| Task requirements |
Could you set down exactly the lines of the data below, starting at the one that holds "PR #2816, opened 2024-04-07" and ending at the one that holds "Previously, we had", both included, and only those?

Saved data entries
########################################
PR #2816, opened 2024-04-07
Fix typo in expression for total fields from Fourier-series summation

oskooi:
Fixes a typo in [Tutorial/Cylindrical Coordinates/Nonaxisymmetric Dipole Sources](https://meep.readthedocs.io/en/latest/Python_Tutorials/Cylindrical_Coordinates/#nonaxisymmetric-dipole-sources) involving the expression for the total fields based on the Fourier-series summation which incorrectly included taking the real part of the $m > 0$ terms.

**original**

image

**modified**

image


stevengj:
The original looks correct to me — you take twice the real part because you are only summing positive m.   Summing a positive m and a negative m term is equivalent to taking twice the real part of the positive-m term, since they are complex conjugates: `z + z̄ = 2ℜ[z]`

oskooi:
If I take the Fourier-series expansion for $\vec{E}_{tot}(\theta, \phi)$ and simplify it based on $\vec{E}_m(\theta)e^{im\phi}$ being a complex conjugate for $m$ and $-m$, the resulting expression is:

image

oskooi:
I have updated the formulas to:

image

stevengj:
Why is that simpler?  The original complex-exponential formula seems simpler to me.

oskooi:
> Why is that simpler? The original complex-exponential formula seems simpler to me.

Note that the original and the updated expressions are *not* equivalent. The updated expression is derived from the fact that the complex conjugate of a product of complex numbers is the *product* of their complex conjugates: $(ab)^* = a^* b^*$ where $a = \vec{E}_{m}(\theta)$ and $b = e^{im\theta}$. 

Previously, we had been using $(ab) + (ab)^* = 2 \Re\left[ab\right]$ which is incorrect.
########################################
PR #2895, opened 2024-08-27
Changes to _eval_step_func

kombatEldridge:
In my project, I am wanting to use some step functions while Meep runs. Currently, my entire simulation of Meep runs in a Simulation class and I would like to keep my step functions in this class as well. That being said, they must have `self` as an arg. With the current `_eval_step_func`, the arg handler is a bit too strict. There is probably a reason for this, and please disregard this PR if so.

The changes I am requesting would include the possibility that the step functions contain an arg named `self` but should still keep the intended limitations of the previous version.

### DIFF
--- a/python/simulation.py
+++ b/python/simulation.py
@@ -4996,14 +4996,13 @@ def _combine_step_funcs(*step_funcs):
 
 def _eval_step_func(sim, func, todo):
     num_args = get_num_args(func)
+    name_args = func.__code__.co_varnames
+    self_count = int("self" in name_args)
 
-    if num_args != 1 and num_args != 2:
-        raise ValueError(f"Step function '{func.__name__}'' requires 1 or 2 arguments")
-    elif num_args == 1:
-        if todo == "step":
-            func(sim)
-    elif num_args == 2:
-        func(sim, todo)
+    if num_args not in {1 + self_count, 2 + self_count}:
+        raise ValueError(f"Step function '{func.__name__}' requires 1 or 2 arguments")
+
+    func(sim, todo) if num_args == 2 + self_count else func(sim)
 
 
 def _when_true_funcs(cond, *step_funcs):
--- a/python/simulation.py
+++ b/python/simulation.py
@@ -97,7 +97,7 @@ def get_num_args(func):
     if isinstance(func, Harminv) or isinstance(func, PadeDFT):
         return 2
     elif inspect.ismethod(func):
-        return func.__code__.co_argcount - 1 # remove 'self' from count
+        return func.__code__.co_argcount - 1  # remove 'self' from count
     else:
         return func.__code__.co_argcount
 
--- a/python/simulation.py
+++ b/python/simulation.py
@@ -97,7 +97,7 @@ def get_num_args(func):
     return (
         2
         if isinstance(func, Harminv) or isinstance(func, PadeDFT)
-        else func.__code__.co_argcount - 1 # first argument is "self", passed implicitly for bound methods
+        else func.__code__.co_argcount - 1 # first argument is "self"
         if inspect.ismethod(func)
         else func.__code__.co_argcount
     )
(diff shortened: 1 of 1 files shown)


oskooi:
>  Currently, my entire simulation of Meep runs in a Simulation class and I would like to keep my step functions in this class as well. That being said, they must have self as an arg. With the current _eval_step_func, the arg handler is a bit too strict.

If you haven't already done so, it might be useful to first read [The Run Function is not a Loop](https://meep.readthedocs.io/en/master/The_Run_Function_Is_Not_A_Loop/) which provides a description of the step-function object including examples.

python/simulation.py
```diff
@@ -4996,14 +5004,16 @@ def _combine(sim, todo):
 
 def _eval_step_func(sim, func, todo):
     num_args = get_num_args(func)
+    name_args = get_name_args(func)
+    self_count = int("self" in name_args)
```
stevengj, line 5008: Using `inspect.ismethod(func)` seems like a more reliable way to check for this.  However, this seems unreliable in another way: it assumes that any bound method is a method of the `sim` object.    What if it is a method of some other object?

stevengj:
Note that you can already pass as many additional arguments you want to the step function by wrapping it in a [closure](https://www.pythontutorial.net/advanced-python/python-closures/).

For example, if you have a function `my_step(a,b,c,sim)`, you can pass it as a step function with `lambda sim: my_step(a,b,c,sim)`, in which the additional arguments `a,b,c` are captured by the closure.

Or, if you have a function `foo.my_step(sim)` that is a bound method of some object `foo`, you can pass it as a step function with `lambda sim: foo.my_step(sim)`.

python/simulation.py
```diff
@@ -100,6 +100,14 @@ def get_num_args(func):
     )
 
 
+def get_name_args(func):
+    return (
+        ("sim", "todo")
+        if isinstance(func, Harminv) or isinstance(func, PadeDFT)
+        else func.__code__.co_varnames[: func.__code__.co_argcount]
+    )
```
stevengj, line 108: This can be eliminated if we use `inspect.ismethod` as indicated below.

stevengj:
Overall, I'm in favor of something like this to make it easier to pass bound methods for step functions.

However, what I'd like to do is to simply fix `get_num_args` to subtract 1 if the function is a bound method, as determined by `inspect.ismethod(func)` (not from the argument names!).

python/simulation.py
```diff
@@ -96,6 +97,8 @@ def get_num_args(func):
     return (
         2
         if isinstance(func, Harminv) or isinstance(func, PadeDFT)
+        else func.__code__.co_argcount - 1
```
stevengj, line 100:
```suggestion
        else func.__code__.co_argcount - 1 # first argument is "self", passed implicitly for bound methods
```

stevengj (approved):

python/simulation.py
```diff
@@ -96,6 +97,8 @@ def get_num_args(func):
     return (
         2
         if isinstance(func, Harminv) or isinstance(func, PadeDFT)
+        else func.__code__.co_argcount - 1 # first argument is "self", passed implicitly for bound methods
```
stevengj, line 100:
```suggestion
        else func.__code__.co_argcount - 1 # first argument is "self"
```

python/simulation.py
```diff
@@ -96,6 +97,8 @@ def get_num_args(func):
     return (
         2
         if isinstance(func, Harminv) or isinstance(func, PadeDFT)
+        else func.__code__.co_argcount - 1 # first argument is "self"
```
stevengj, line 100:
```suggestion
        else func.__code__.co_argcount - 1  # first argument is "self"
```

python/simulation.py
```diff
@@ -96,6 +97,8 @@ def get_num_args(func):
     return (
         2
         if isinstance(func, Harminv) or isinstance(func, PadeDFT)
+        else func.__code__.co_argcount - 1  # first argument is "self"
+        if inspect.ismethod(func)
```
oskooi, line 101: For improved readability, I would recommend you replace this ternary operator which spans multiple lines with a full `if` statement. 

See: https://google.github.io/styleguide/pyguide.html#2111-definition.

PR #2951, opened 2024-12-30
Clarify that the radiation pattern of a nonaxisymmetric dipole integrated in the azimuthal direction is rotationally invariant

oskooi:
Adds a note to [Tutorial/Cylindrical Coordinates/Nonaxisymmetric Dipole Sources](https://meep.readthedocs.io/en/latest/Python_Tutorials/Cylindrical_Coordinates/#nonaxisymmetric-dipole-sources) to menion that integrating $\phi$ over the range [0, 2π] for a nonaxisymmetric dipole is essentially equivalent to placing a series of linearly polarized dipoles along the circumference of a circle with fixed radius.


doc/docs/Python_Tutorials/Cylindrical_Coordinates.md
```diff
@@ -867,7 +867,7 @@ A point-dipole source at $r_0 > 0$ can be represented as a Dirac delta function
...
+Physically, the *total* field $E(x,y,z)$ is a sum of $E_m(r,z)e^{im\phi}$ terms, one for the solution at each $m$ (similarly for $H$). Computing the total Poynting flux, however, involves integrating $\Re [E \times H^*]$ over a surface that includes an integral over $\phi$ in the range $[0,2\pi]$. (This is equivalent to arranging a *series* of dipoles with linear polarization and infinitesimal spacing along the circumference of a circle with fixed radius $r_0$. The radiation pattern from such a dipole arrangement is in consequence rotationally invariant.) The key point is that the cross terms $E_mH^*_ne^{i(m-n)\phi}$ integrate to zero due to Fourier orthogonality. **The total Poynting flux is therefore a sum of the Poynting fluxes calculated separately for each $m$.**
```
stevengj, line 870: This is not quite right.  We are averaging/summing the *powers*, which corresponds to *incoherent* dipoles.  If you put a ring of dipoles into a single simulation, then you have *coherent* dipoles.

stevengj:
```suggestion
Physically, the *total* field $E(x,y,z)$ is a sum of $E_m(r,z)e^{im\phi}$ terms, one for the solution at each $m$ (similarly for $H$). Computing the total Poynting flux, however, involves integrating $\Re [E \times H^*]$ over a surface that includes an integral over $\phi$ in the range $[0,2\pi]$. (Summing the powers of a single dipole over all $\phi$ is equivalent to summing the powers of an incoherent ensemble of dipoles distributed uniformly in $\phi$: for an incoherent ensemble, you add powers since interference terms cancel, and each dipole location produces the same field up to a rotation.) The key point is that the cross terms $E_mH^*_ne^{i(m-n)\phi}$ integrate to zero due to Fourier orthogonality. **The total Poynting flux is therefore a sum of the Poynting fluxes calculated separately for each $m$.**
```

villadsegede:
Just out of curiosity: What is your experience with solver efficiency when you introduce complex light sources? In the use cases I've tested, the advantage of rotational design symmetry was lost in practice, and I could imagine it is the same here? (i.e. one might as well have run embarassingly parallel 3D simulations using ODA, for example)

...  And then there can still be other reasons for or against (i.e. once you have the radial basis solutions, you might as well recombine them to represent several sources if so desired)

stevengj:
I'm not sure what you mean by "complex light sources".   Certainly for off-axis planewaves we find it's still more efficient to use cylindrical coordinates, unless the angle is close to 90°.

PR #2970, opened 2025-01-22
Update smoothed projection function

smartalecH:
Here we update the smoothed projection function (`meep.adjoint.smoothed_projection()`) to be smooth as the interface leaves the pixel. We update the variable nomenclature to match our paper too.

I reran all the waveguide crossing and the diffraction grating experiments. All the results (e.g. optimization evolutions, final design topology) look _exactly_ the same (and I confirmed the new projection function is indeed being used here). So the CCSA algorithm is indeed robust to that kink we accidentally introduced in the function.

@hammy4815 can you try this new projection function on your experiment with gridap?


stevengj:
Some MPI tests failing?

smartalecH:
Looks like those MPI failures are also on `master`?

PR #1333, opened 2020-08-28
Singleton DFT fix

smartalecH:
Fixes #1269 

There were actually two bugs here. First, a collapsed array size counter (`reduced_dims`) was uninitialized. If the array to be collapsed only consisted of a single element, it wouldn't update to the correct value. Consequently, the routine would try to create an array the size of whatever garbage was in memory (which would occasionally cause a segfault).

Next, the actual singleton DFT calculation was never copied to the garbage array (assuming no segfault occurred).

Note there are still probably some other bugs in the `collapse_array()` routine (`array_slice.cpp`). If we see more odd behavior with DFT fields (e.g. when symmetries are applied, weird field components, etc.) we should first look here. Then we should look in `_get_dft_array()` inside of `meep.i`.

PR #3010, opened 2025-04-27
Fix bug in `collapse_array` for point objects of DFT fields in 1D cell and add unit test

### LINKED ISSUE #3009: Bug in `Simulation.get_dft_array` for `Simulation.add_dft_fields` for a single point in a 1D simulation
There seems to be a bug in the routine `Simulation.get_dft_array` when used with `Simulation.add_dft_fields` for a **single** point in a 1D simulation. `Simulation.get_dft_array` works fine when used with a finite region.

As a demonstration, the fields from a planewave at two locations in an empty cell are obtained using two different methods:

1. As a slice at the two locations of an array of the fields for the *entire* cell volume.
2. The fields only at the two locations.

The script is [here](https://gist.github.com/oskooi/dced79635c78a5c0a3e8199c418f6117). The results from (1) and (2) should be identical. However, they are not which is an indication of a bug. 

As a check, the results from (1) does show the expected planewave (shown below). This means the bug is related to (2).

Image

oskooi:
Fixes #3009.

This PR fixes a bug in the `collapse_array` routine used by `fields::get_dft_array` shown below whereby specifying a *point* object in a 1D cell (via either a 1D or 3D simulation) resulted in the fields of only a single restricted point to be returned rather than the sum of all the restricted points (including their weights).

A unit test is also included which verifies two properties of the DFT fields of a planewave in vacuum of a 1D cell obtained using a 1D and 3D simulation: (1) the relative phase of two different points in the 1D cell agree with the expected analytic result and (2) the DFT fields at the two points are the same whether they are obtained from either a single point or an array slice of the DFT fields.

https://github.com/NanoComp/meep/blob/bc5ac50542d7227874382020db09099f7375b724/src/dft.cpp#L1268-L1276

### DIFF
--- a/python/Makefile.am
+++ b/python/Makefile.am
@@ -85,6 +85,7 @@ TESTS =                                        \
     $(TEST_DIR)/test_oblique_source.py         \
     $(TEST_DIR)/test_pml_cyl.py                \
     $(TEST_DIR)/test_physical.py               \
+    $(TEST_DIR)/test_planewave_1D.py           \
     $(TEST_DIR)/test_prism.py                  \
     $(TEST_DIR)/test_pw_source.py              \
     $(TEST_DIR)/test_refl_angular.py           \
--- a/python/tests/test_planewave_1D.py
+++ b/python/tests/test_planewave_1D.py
########################################
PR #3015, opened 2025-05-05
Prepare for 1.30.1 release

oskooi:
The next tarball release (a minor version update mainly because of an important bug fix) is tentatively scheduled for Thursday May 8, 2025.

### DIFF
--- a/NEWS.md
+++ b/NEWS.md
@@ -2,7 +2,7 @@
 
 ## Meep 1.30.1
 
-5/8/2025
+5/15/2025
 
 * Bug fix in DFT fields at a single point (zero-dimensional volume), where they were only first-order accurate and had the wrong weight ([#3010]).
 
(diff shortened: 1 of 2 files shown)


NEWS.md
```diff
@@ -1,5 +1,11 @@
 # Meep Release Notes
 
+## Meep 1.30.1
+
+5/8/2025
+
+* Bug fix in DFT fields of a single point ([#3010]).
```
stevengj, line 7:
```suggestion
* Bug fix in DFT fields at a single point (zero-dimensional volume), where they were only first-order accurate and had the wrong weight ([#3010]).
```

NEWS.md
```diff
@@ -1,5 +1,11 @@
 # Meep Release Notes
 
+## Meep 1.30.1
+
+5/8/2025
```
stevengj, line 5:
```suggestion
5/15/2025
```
########################################
| Final answer |
PR #2816, opened 2024-04-07
Fix typo in expression for total fields from Fourier-series summation

oskooi:
Fixes a typo in [Tutorial/Cylindrical Coordinates/Nonaxisymmetric Dipole Sources](https://meep.readthedocs.io/en/latest/Python_Tutorials/Cylindrical_Coordinates/#nonaxisymmetric-dipole-sources) involving the expression for the total fields based on the Fourier-series summation which incorrectly included taking the real part of the $m > 0$ terms.

**original**

image

**modified**

image


stevengj:
The original looks correct to me — you take twice the real part because you are only summing positive m.   Summing a positive m and a negative m term is equivalent to taking twice the real part of the positive-m term, since they are complex conjugates: `z + z̄ = 2ℜ[z]`

oskooi:
If I take the Fourier-series expansion for $\vec{E}_{tot}(\theta, \phi)$ and simplify it based on $\vec{E}_m(\theta)e^{im\phi}$ being a complex conjugate for $m$ and $-m$, the resulting expression is:

image

oskooi:
I have updated the formulas to:

image

stevengj:
Why is that simpler?  The original complex-exponential formula seems simpler to me.

oskooi:
> Why is that simpler? The original complex-exponential formula seems simpler to me.

Note that the original and the updated expressions are *not* equivalent. The updated expression is derived from the fact that the complex conjugate of a product of complex numbers is the *product* of their complex conjugates: $(ab)^* = a^* b^*$ where $a = \vec{E}_{m}(\theta)$ and $b = e^{im\theta}$. 

Previously, we had been using $(ab) + (ab)^* = 2 \Re\left[ab\right]$ which is incorrect.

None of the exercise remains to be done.